DATA EXTRACTS:
PR #1770, opened 2020-04-30
cmake: print feature summary

scivision:
this prints the results of the CMake configuration at the end, helping users see if they omitted desired options.

For example, before this PR, if the user forgets to specify "Release" built type, not only do they get -O0, they also silently omit LTO. This may remind them to specify Release.

Example:

```
> cmake -B build
...
-- The following features have been enabled:

 * re2c, lexer generator

-- The following features have been disabled:

 * LTO, Link time / interprocess optimization

-- Configuring done
-- Generating done
```

Or 

```
> cmake -B build
...
CMake Warning at CMakeLists.txt:43 (message):
  re2c was not found; changes to src/*.in.cc will not affect your build.


-- The following features have been disabled:

 * LTO, Link time / interprocess optimization
 * re2c, lexer generator

-- Configuring done
-- Generating done

```

### DIFF
--- a/CMakeLists.txt
+++ b/CMakeLists.txt
@@ -7,10 +7,7 @@ if(CMAKE_BUILD_TYPE MATCHES "Release")
 	check_ipo_supported(RESULT lto_supported OUTPUT error)
 
 	if(lto_supported)
-		message(STATUS "IPO / LTO enabled")
 		set(CMAKE_INTERPROCEDURAL_OPTIMIZATION TRUE)
-	else()
-		message(STATUS "IPO / LTO not supported: <${error}>")
 	endif()
 endif()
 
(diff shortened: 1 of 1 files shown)


CMakeLists.txt
```diff
@@ -138,3 +135,10 @@ enable_testing()
 add_test(NinjaTest ninja_test)
 
 install(TARGETS ninja DESTINATION bin)
+
+include(FeatureSummary)
+
+add_feature_info(LTO lto_supported "Link time / interprocess optimization  ${error}")
```
jhasse, line 141: ${error} doesn't seem to work now?

scivision: I think ${error} prints as expected; if I manually do

```cmake
set(error "hello")
```

and then

```sh
cmake -B build
```

```
-- The following features have been disabled:

 * LTO, Link time / interprocess optimization  hello
 * re2c, lexer generator
```

Some compilers that don't have LTO like PGI also don't have any "error" output

jhasse:
Thanks for the PR. But IMHO CMake's feature summary is rather ugly. I prefer the way it's currently displayed (LTO enabled / not supported and a warning for re2c).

HOW TO COMPLETE THIS TASK: Give every entry once more, exactly as it reads.

RESPONSE FOR THIS EXERCISE:
PR #1770, opened 2020-04-30
cmake: print feature summary

scivision:
this prints the results of the CMake configuration at the end, helping users see if they omitted desired options.

For example, before this PR, if the user forgets to specify "Release" built type, not only do they get -O0, they also silently omit LTO. This may remind them to specify Release.

Example:

```
> cmake -B build
...
-- The following features have been enabled:

 * re2c, lexer generator

-- The following features have been disabled:

 * LTO, Link time / interprocess optimization

-- Configuring done
-- Generating done
```

Or 

```
> cmake -B build
...
CMake Warning at CMakeLists.txt:43 (message):
  re2c was not found; changes to src/*.in.cc will not affect your build.


-- The following features have been disabled:

 * LTO, Link time / interprocess optimization
 * re2c, lexer generator

-- Configuring done
-- Generating done

```

### DIFF
--- a/CMakeLists.txt
+++ b/CMakeLists.txt
@@ -7,10 +7,7 @@ if(CMAKE_BUILD_TYPE MATCHES "Release")
 	check_ipo_supported(RESULT lto_supported OUTPUT error)
 
 	if(lto_supported)
-		message(STATUS "IPO / LTO enabled")
 		set(CMAKE_INTERPROCEDURAL_OPTIMIZATION TRUE)
-	else()
-		message(STATUS "IPO / LTO not supported: <${error}>")
 	endif()
 endif()
 
(diff shortened: 1 of 1 files shown)


CMakeLists.txt
```diff
@@ -138,3 +135,10 @@ enable_testing()
 add_test(NinjaTest ninja_test)
 
 install(TARGETS ninja DESTINATION bin)
+
+include(FeatureSummary)
+
+add_feature_info(LTO lto_supported "Link time / interprocess optimization  ${error}")
```
jhasse, line 141: ${error} doesn't seem to work now?

scivision: I think ${error} prints as expected; if I manually do

```cmake
set(error "hello")
```

and then

```sh
cmake -B build
```

```
-- The following features have been disabled:

 * LTO, Link time / interprocess optimization  hello
 * re2c, lexer generator
```

Some compilers that don't have LTO like PGI also don't have any "error" output

jhasse:
Thanks for the PR. But IMHO CMake's feature summary is rather ugly. I prefer the way it's currently displayed (LTO enabled / not supported and a warning for re2c).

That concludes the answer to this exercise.